• **COLLECTED MATERIAL**:
◇ ◇ ◇ ◇

Issue #2716, opened 2022-10-19
VxAdmin: Consolidate all CVR information in the admin service backend


carolinemodic:
We are currently duplicating CVR information in both the local storage of kiosk browser and in the backend admin service, this is causing a number of weird bugs in edge cases of the import file modal. We should relocate everything to the admin-service backend to ease confusion and have a single source of truth, and make sure all import edge cases are properly handled in the process.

◇ ◇ ◇ ◇

• **PROBLEM REQUIREMENTS**: Restate all the material above, keeping each word as it is.

• **ANSWER SPACE**:
Issue #2716, opened 2022-10-19
VxAdmin: Consolidate all CVR information in the admin service backend


carolinemodic:
We are currently duplicating CVR information in both the local storage of kiosk browser and in the backend admin service, this is causing a number of weird bugs in edge cases of the import file modal. We should relocate everything to the admin-service backend to ease confusion and have a single source of truth, and make sure all import edge cases are properly handled in the process.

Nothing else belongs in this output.